PR #278, opened 2023-03-16
Decouple the sugiyama layouter from the `yield::Graph`

Cvelth:


include/revng/Yield/Support/GraphLayout/Graphs.h
```diff
@@ -0,0 +1,140 @@
...
+struct InputNode : public DataType {
+  Size Size = { 0, 0 };
+
+  using DataType::DataType;
+  InputNode(const DataType &Another) : DataType(Another){};
+  InputNode(DataType &&Another) : DataType(Another){};
+};
+
+template<typename DataType>
+struct OutputNode : public DataType {
```
pfez, line 26: Shouldn't this inherit from `InputNode`? In a sense the `OutputNode` is just the same as the input, but with an assigned "placement" i.e. `Center`.

pfez: Or do you see reasons not to do this?

include/revng/Yield/Support/GraphLayout/Graphs.h
```diff
@@ -0,0 +1,140 @@
...
+
+template<typename DataType>
+struct InputEdge : public DataType {
+  using DataType::DataType;
+  InputEdge(const DataType &Another) : DataType(Another){};
+  InputEdge(DataType &&Another) : DataType(Another){};
+};
+
+template<typename DataType>
+struct OutputEdge : public DataType {
```
pfez, line 43: Same here. Shouldn't this inherit from `InputEdge`?

include/revng/Yield/CallGraphs/Graph.h
```diff
@@ -0,0 +1,30 @@
...
+
+struct Edge {
+  bool IsBackwards = false;
+};
+
+using PreLayoutGraph = layout::InputGraph<Node, Edge>;
+using PreLayoutNode = PreLayoutGraph::Node;
+
+using PostLayoutGraph = layout::OutputGraph<Node, Edge>;
+using PostLayoutNode = PostLayoutGraph::Node;
```
pfez, line 28: Couldn't all these just be the output version and then we do the layout in-place? AFAICT the actual layout engine only works on internal graph, so it could update the place/route info in place.

include/revng/Yield/ControlFlow/Graph.h
```diff
@@ -0,0 +1,31 @@
...
+enum class EdgeType { Unconditional, Call, Taken, Refused };
+struct Edge {
+  EdgeType Type = EdgeType::Unconditional;
+};
+
+using PreLayoutNode = layout::InputNode<Node, Edge>;
+using PreLayoutGraph = layout::InputGraph<Node, Edge>;
+
+using PostLayoutNode = layout::OutputNode<Node, Edge>;
+using PostLayoutGraph = layout::OutputGraph<Node, Edge>;
```
pfez, line 29: Couldn't all these be the output version and then we do the layouting in place? AFAICT the layout engine work on its own internal graph, so this should be feasible.

include/revng/Yield/CallGraphs/Graph.h
pfez, line 28: Couldn't all these be the output version and then we do the layouting in place? AFAICT the layout engine work on its own internal graph, so this should be feasible.

include/revng/Yield/Support/GraphLayout/SugiyamaStyle/Compute.h
```diff
@@ -71,8 +72,47 @@ struct Configuration {
...
+/// \param Graph An input graph
+/// \param Configuration An object configuring the specifics of the layout
+///
+/// \return The laid out version of the graph corresponding to \ref Graph
+template<typename Node, typename Edge = Empty>
+inline std::optional<layout::OutputGraph<Node, Edge>>
+compute(const layout::InputGraph<Node, Edge> &Graph,
+        const Configuration &Configuration) {
+  // TODO: rename into `compute` once `llvm::GraphTraits` has a concept support
+  //       for checking whether it's defined for a given type or not.
```
pfez, line 108: This TODO seems outdated

include/revng/Yield/Support/GraphLayout/SugiyamaStyle/Compute.h
```diff
@@ -71,8 +72,47 @@ struct Configuration {
...
+
+  using OutputGraph = layout::OutputGraph<Node, Edge>;
+  std::optional<OutputGraph> Result = layout::detail::convert(Graph);
```
pfez, line 111: Are there any places where we want to do it not in-place? Because if we always want to do it in place I don't see the point of having the not-in-place version.

include/revng/Yield/Support/GraphLayout/Graphs.h
```diff
@@ -0,0 +1,140 @@
...
+    revng_assert(Success);
+  }
+
+  for (const InputNode *From : Input.nodes())
+    for (auto [To, EdgeLabel] : From->successor_edges())
+      Lookup.at(From)->addSuccessor(Lookup.at(To),
+                                    EdgeDataType(std::move(*EdgeLabel)));
+
+  return Result;
+}
```
pfez, line 136: Do we really need conversion? Given that the layout algorithm only works on its internal data structure, and we are already copying the input in there, can't we just update the input in-place at the end of the layout? This would save us an entire copy of the input.

Instead of input -> copy -> internal -> copy -> output we'd have inputoutput -> copy -> internal -> update -> inputoutput.

include/revng/Yield/Support/GraphLayout/SugiyamaStyle/InternalGraph.h
```diff
@@ -0,0 +1,234 @@
...
+  layout::Point Center;
+  layout::Size Size;
+
+  bool IsVirtual;
+
+private:
+  std::size_t Index;
+
+private:
+  friend InternalGraph;
```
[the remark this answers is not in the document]
pfez: Why do you need this?

include/revng/Yield/Support/GraphLayout/SugiyamaStyle/InternalGraph.h
```diff
@@ -0,0 +1,234 @@
...
+  InternalNode(std::size_t Index, layout::Size &&Size) :
+    Center({ 0, 0 }), Size(std::move(Size)), IsVirtual(false), Index(Index) {}
+  InternalNode(std::size_t Index) :
+    Center({ 0, 0 }), Size({ 0, 0 }), IsVirtual(true), Index(Index) {}
+
+public:
+  InternalNode(const InternalNode &) = delete;
```
pfez, line 36: I guess this is non-copyable for ensuring we maintain the unique `Index` right?

Please explicitly `delete` also the copy-assignment for https://en.cppreference.com/w/cpp/language/rule_of_three

include/revng/Yield/Support/GraphLayout/SugiyamaStyle/InternalGraph.h
```diff
@@ -0,0 +1,234 @@
...
+  InternalNode(InternalNode &&) = default;
+  InternalNode &operator=(InternalNode &&) = default;
+
+  std::size_t index() const { return Index; }
+};
+
+struct InternalEdge {
+  bool IsRouted;
```
pfez, line 44: Can't this be a method that checks if the `Path` is empty?

include/revng/Yield/Support/GraphLayout/SugiyamaStyle/InternalGraph.h
```diff
@@ -0,0 +1,234 @@
...
+
+public:
+  InternalEdge(const InternalEdge &) = delete;
+  InternalEdge(InternalEdge &&) = default;
+  InternalEdge &operator=(const InternalEdge &) = delete;
+  InternalEdge &operator=(InternalEdge &&) = default;
+
+  std::size_t index() const { return Index; }
+  bool isVirtual() const {
+    return std::get_if<PathOwnership>(&Path) == nullptr;
```
pfez, line 93: `std::holds_alternative` perhaps?

include/revng/Yield/Support/GraphLayout/SugiyamaStyle/InternalGraph.h
```diff
@@ -0,0 +1,234 @@
...
+  std::size_t Index;
+
+  using PathOwnership = std::unique_ptr<layout::Path>;
+  using PathReference = layout::Path *;
+  std::variant<PathOwnership, PathReference> Path;
+
+private:
+  // Only allow `InternalGraph` to construct these objects.
+  // This helps to keep the indexing consistent.
+  friend InternalGraph;
```
pfez, line 57: Why are they all friends? I'm very suspicious about `friend` here. Moving the declarations of `InternalNode` and `InternalEdge` inside `InternalGraph` is better.

include/revng/Yield/Support/GraphLayout/SugiyamaStyle/InternalGraph.h
```diff
@@ -0,0 +1,234 @@
...
+                                              InternalLookup.at(Edge.Neighbor));
+        revng_assert(NewEdge->Index == Lookup.Edges.size());
+        Lookup.Edges.emplace_back(Edge);
+      }
+    }
+
+    struct ResultType {
+      InternalGraph Graph;
+      const OutputLookups<NodeRef, EdgeRef> Lookup;
+    };
```
pfez, line 183: Give more dignity to this `struct` definition. It's part of your public API, you can't just hide the definition inside here, in a function whose return type is `auto`. Drop `auto` and make this struct visible outside. Perhaps `InternalGraph` itself should have a `Lookup` field and `ResultType` (or whatever you want to call it) should just go away.

include/revng/Yield/Support/GraphLayout/SugiyamaStyle/InternalGraph.h
```diff
@@ -0,0 +1,234 @@
...
+    return ResultType{ .Graph = std::move(Result),
+                       .Lookup = std::move(Lookup) };
+  }
+
+  template<layout::HasLayoutableGraphTraits GraphType,
+           typename NodeR = typename llvm::GraphTraits<GraphType>::NodeRef,
+           typename EdgeR = typename llvm::GraphTraits<GraphType>::EdgeRef>
+  void exportInto(const OutputLookups<NodeR, EdgeR> &Lookup) {
```
pfez, line 191: Can you document this method?

lib/Yield/Support/SugiyamaStyleGraphLayout/GraphPreparation.cpp
```diff
@@ -219,40 +169,6 @@ void partition(const std::vector<EdgeType> &Edges,
...
-    }
-
-    auto EntryPoint = Graph.addNode(nullptr);
-    for (auto *Node : Graph.nodes())
-      if (!Node->hasPredecessors() && Node->Index != EntryPoint->Index)
-        EntryPoint->addSuccessor(Node, nullptr);
-    Graph.setEntryNode(EntryPoint);
-  }
-}
-
```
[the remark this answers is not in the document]
Cvelth: Sure thing.

lib/Yield/Support/GraphLayout/SugiyamaStyle/InternalCompute.h
```diff
@@ -169,6 +173,10 @@ bool computeInternal(InternalGraph &Graph, const Configuration &Configuration) {
   if (Configuration.UseOrthogonalBends)
     Prerouted = routeBackwardsCorners(Graph, Ranks, Lanes, Margin, EdgeGap);
 
+  // Restore the original edge directions.
+  // The graph will no longer be a DAG.
+  restoreEdgeDirections(Graph);
+
   // To simplify routing, order the edges first. This consumes the prerouted
```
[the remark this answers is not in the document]
Cvelth: We used to consume BOTH the graph and the "prerouted edges" data-structure.

We still consume the edges, but not the graph.

So technically, both are correct. Except it might indeed be confusing. How do you think we should reword this?

include/revng/Yield/Support/GraphLayout/Traits.h
```diff
@@ -0,0 +1,79 @@
...
+  //
+  // const Size &getNodeSize(typename LLVMTrait::NodeRef Node);
+
+  // Elements to provide to qualify as an output graph:
+  //
+  // void setNodePosition(typename LLVMTrait::NodeRef Node, Point &&Point);
+  // void setEdgePath(typename LLVMTrait::EdgeRef Edge, Path &&Path);
+
+  // Note that a single graph is allowed to provide everything, so it can
+  // qualify as both (for computing the layout in-place).
```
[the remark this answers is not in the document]
Cvelth: We could (see the later commits for how it's done (actually, you probably saw them by now)). I'll keep this open until we deal with that part of the review.

include/revng/Yield/Support/GraphLayout/SugiyamaStyle/Compute.h
Cvelth: Ah, whoops, I forgot I switched the names around. This TODO is for `computeInPlace`.

include/revng/Yield/Support/GraphLayout/SugiyamaStyle/InternalGraph.h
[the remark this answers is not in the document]
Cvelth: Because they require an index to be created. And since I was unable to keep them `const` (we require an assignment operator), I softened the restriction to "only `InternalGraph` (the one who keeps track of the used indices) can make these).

※ ※ ※

[PROBLEM REQUIREMENTS]
Write out only those lines of the entries that lie between the line containing "Cvelth: We could" and the last line, inclusive, reproducing them exactly.

[SOLUTION TO THIS EXERCISE]
Cvelth: We could (see the later commits for how it's done (actually, you probably saw them by now)). I'll keep this open until we deal with that part of the review.

include/revng/Yield/Support/GraphLayout/SugiyamaStyle/Compute.h
Cvelth: Ah, whoops, I forgot I switched the names around. This TODO is for `computeInPlace`.

include/revng/Yield/Support/GraphLayout/SugiyamaStyle/InternalGraph.h
[the remark this answers is not in the document]
Cvelth: Because they require an index to be created. And since I was unable to keep them `const` (we require an assignment operator), I softened the restriction to "only `InternalGraph` (the one who keeps track of the used indices) can make these).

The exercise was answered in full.